Activity —
If "results" shows up in a line of the material, return that line.

[Data records — start]

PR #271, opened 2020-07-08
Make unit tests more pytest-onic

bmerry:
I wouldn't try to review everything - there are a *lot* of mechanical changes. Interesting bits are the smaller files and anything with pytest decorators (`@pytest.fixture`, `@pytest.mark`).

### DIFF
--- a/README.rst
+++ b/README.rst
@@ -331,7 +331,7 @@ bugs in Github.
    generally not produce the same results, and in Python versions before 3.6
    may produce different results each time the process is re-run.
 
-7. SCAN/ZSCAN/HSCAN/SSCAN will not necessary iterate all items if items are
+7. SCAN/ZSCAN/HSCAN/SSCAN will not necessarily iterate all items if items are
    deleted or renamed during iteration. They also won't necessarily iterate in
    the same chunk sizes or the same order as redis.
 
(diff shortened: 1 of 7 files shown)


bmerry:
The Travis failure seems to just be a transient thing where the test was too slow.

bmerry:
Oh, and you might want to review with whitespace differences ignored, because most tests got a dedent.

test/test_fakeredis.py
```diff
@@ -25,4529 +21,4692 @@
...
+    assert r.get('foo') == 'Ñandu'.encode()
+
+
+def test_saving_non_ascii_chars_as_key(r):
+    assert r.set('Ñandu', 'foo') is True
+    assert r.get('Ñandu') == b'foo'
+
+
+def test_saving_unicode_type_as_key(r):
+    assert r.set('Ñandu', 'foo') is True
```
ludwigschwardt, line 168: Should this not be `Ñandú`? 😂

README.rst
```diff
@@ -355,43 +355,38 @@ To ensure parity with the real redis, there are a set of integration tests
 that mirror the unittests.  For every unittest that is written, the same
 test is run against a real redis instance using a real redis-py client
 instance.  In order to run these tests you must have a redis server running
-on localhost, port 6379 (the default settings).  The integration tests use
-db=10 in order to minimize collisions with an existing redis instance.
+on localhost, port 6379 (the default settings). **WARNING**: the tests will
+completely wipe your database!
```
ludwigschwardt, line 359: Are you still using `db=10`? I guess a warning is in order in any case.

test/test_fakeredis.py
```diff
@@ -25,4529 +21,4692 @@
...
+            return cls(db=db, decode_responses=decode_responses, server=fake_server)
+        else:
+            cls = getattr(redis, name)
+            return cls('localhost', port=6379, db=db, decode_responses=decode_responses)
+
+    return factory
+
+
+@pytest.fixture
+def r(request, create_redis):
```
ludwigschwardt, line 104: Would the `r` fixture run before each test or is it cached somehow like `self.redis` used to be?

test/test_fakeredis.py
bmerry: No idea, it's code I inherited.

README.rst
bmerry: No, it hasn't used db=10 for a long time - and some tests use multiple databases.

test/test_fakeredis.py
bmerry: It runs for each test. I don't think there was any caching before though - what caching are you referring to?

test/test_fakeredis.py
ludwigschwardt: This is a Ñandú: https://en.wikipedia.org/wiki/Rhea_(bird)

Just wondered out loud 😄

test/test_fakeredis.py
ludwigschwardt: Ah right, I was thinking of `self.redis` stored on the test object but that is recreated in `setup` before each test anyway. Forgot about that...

[Data records — finish]

Reply to the task —
    generally not produce the same results, and in Python versions before 3.6
    may produce different results each time the process is re-run.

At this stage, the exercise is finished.